_Task objective_
Below are records; reproduce exactly the lines from the first through the one containing "from env vars".

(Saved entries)
▬▬▬▬▬▬
PR #640, opened 2026-06-24
Reduce batch size for LLaMA 3.1 8B Test

pglusacTT:
### Problem Description

Uplift is [failing](https://github.com/tenstorrent/tt-blacksmith/actions/runs/28081486327/job/83137253197?pr=638) due to OOM issues caused by https://github.com/tenstorrent/tt-blacksmith/pull/627.

Currently exploring and will resolve fully the AOT Autograd effort. Just reducing the batch size for now.

Probable causes:
- Joining FWD and BWD forces a certain level of recomputation that might have unintentionally saved up some memory.
- Noticed in tt-swiss reports that startup DRAM memory is higher than previously working commit. Might have to do with const eval across both fwd in bwd.


tests/configs/tt-llama_3_1_8b-sst2-data_tensor_parallel-n300-llmbox.yaml
```diff
@@ -0,0 +1,2 @@
+test_config:
```
mmilosevicTT, line 1: Ah, I am really not a fan of this not accounting for gradient_accumulation, but that might be a good discussion for CI improvements later.

mmilosevicTT (approved):
LGTM

Left just one note about thing we might want to discuss in future 😄

tests/configs/tt-llama_3_1_8b-sst2-data_tensor_parallel-n300-llmbox.yaml
pglusacTT: Yup, let's discuss this later.

PR #652, opened 2026-06-29
ci: add OpenSearch indexing step to docs deploy workflow

ctr-fmamedov-crypto:
## Summary

- `call-build-docs.yml`: adds `environment: github-pages`, OpenSearch env vars (`DOC_SITE_BASE_URL: https://docs.tenstorrent.com/tt-blacksmith`), `fetch-depth: 0`, `fetch-tags: true`, warn + index steps with `continue-on-error: true`
- `scripts/index_remote_search.py`: generic HTML crawler, reads all config from env vars

Indexing failures never block page deploys. Requires secret `DOCS_SEARCH_INGEST_API_KEY_DOCS_TENSTORRENT` to be set in repo settings.

## Merge order

Independent — can be merged at any time.

## Test plan

- [ ] Docs deploy succeeds when secret is absent (warn step fires, index skipped)
- [ ] Search results appear after deploy with secret set

### DIFF
--- a/.github/workflows/call-build-docs.yml
+++ b/.github/workflows/call-build-docs.yml
@@ -14,10 +14,22 @@ jobs:
   build:
     runs-on:
       - ubuntu-latest
+    environment: github-pages
+    env:
+      SEARCH_API_BASE: https://csl860x2oj.execute-api.us-east-2.amazonaws.com/prod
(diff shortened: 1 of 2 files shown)


mmilosevicTT (approved):
LGTM

PR #660, opened 2026-07-06
[PERF] Disable const-eval for LLaMA 3.1 8B single-chip LoRA

abogdanovicTT:
### Issue

N/A

### Problem description

By default const-eval is enabled in tt-blacksmith. During compilation this folds every subgraph whose inputs are graph constants (weight-preprocessing: bf16 - f32 casts, RMSNorm / LoRA weight prep) into CPU-hoisted functions. 
In the compiled IR for LLama 3.1 8B that produces 350 `main_const_eval_*` functions and 270 `ttir.cpu_hoist_call`s into 33 `cpu_hoisted_const_eval_*` CPU functions.

This PR exposes an `enable_const_eval` compile option (default `True`) and sets it to `False` for the LLaMA 3.1 8B single-chip LoRA config, keeping those ops on-device.

### Perf improvement (LLaMA 3.1 8B, BS=1, SEQ=512, single chip)

| Old (const-eval on) | New (const-eval off) | Improvement |
| ------------------- | -------------------- | ----------- |
| 4959s              | 1448s               | 29.2%       |

### What's Changed

- Add `enable_const_eval: bool = True` to `TrainingConfig` (`experiments/torch/llama/configs.py` and `tools/templates/configs.py`).
- Forward `enable_const_eval` into `torch_xla.set_custom_compile_options` in `experiments/torch/llama/xla/train.py`.
- Set `enable_const_eval: False` in `xla/lora/single_chip/llama_3_1_8b_sst2.yaml`.

### Notes

- Default behavior is unchanged (`enable_const_eval=True`); only Llama 8B single-chip LoRA config opts out.
- The same yaml also sets `max_length: 512` and `batch_size: 1` to match the BS=1/SEQ=512 configuration used for these PERF measurements.

### DIFF
--- a/blacksmith/experiments/torch/llama/xla/lora/single_chip/llama_3_1_8b_sst2.yaml
+++ b/blacksmith/experiments/torch/llama/xla/lora/single_chip/llama_3_1_8b_sst2.yaml
@@ -3,13 +3,13 @@ dataset_id: "sst2"
 
 # Model settings
 model_name: "meta-llama/Llama-3.1-8B"
-max_length: 512
+max_length: 128
 dtype: "torch.bfloat16"
 
 # Training hyperparameters
 training_model_type: "lora"
 learning_rate: 1e-4
-batch_size: 1
+batch_size: 8
 num_epochs: 1
 ignored_index: -100
 
--- a/blacksmith/experiments/torch/llama/xla/lora/single_chip/llama_3_1_8b_sst2.yaml
+++ b/blacksmith/experiments/torch/llama/xla/lora/single_chip/llama_3_1_8b_sst2.yaml
@@ -3,13 +3,13 @@ dataset_id: "sst2"
 
 # Model settings
 model_name: "meta-llama/Llama-3.1-8B"
-max_length: 128
+max_length: 512
 dtype: "torch.bfloat16"
 
 # Training hyperparameters
 training_model_type: "lora"
 learning_rate: 1e-4
-batch_size: 8
+batch_size: 1
 num_epochs: 1
 ignored_index: -100
 
@@ -59,3 +59,4 @@ use_tt: True
 measure_e2e_time: False
 enable_trace: False
 trace_region_size: 1000000000 # DRAM region size (bytes) for runtime trace
+enable_const_eval: False
--- a/blacksmith/experiments/torch/llama/xla/train.py
+++ b/blacksmith/experiments/torch/llama/xla/train.py
@@ -199,13 +199,14 @@ def train(
                     torch_xla._XLAC._xla_sync_multi(tensors_to_sync, devices, wait=True)
                     # Optimizer will do unnecessary recompute if we don't clear the pending IRs after syncing the loss and grads.
                     torch_xla._XLAC._clear_pending_irs(torch_xla._XLAC._xla_get_default_device())
+                
+                running_loss += loss_.item()
+                accumulation_step += 1
 
                 # Only step the optimizer after accumulating gradients.
                 if accumulation_step == config.gradient_accumulation_steps:
                     device_manager.optimizer_step(optimizer)
 
-                    running_loss += step_loss.item()
-                    step_loss = None
                     accumulation_step = 0
                     global_step += 1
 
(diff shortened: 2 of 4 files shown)


blacksmith/experiments/torch/llama/xla/lora/single_chip/llama_3_1_8b_sst2.yaml
```diff
@@ -3,13 +3,13 @@ dataset_id: "sst2"
...
 model_name: "meta-llama/Llama-3.1-8B"
-max_length: 128
+max_length: 512
 dtype: "torch.bfloat16"
 
 # Training hyperparameters
 training_model_type: "lora"
 learning_rate: 1e-4
-batch_size: 8
+batch_size: 1
```
pglusacTT: Not sure if we should change hyperparams from existing experiments?

agobeljicTT: does it fail with bs=8

agobeljicTT (commented):
Do we want to have this toggle for other models? Perhaps a good idea to do it all in this pr and just flip for llama

blacksmith/tools/templates/configs.py
```diff
@@ -78,3 +78,4 @@ class TrainingConfig(BaseModel):
     use_tt: bool = Field(default=True)
     enable_trace: bool = Field(default=False)
     trace_region_size: int = Field(default=1000000000, gt=0)  # DRAM region size (bytes) for runtime trace
+    enable_const_eval: bool = Field(default=True)
```
mmilosevicTT: This is something we should agree on, but I would like to decouple template config from experiment configs. The thing is that we already do not extend this in experiments and it becomes really hard to follow what is used for debugging and what for production. Also it is a bit weird to have templates where we have a config, but we do not update template train script to use it as well. @pglusacTT wdyt?

blacksmith/experiments/torch/llama/xla/lora/single_chip/llama_3_1_8b_sst2.yaml
abogdanovicTT: By default, bs=8, seq=128. These changes bs=1, seq=512 (could be update to 1024, once https://github.com/tenstorrent/tt-blacksmith/issues/625 is resolved) are only to keep it in sync with a perf measurements. What do you think, should we update it or keep the default values?

blacksmith/tools/templates/configs.py
abogdanovicTT: I agree. We have discussed this before as well. In the current setup, the experiment config uses BaseModel, and the template config is not being used. In any case, we should decide/refactor the experiments to use the template config in that case.

blacksmith/experiments/torch/llama/xla/lora/single_chip/llama_3_1_8b_sst2.yaml
agobeljicTT: personally i don't think that this is an issue, this just tilts our CI, but i'm ok with this
check if we need to recalc golden files and that CI is not broken by this

blacksmith/tools/templates/configs.py
agobeljicTT: good idea, but that does deserve a dedicated PR

blacksmith/tools/templates/configs.py
```diff
@@ -83,6 +83,7 @@ class TrainingConfig(BaseModel):
     use_tt: bool = Field(default=True)
     enable_trace: bool = Field(default=False)
     trace_region_size: int = Field(default=1000000000, gt=0)  # DRAM region size (bytes) for runtime trace
+    enable_const_eval: bool = Field(default=False)
```
agobeljicTT: True by default?

blacksmith/experiments/torch/llama/xla/train.py
```diff
@@ -166,6 +166,7 @@ def train(
         for epoch in range(config.num_epochs):
             accumulation_step = 0
             running_loss = 0.0
+            step_loss = None
```
agobeljicTT: remove

agobeljicTT (approved):

blacksmith/tools/templates/configs.py
abogdanovicTT: Sure, thanks!

PR #662, opened 2026-07-06
Add configurable tt-mlir optimization level to torch experiments

agobeljicTT:
### Issue
N/A

### Problem description
Torch training experiments had no way to set the tt-mlir optimizer level; it was implicitly 0 (all optimizations off), with wan2_2 hardcoding it.

### What's Changed
- Added an `optimization_level` config field (0/1/2, default 0) to all torch experiment configs.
▬▬▬▬▬▬
_Answer to this problem_
PR #640, opened 2026-06-24
Reduce batch size for LLaMA 3.1 8B Test

pglusacTT:
### Problem Description

Uplift is [failing](https://github.com/tenstorrent/tt-blacksmith/actions/runs/28081486327/job/83137253197?pr=638) due to OOM issues caused by https://github.com/tenstorrent/tt-blacksmith/pull/627.

Currently exploring and will resolve fully the AOT Autograd effort. Just reducing the batch size for now.

Probable causes:
- Joining FWD and BWD forces a certain level of recomputation that might have unintentionally saved up some memory.
- Noticed in tt-swiss reports that startup DRAM memory is higher than previously working commit. Might have to do with const eval across both fwd in bwd.


tests/configs/tt-llama_3_1_8b-sst2-data_tensor_parallel-n300-llmbox.yaml
```diff
@@ -0,0 +1,2 @@
+test_config:
```
mmilosevicTT, line 1: Ah, I am really not a fan of this not accounting for gradient_accumulation, but that might be a good discussion for CI improvements later.

mmilosevicTT (approved):
LGTM

Left just one note about thing we might want to discuss in future 😄

tests/configs/tt-llama_3_1_8b-sst2-data_tensor_parallel-n300-llmbox.yaml
pglusacTT: Yup, let's discuss this later.

PR #652, opened 2026-06-29
ci: add OpenSearch indexing step to docs deploy workflow

ctr-fmamedov-crypto:
## Summary

- `call-build-docs.yml`: adds `environment: github-pages`, OpenSearch env vars (`DOC_SITE_BASE_URL: https://docs.tenstorrent.com/tt-blacksmith`), `fetch-depth: 0`, `fetch-tags: true`, warn + index steps with `continue-on-error: true`
- `scripts/index_remote_search.py`: generic HTML crawler, reads all config from env vars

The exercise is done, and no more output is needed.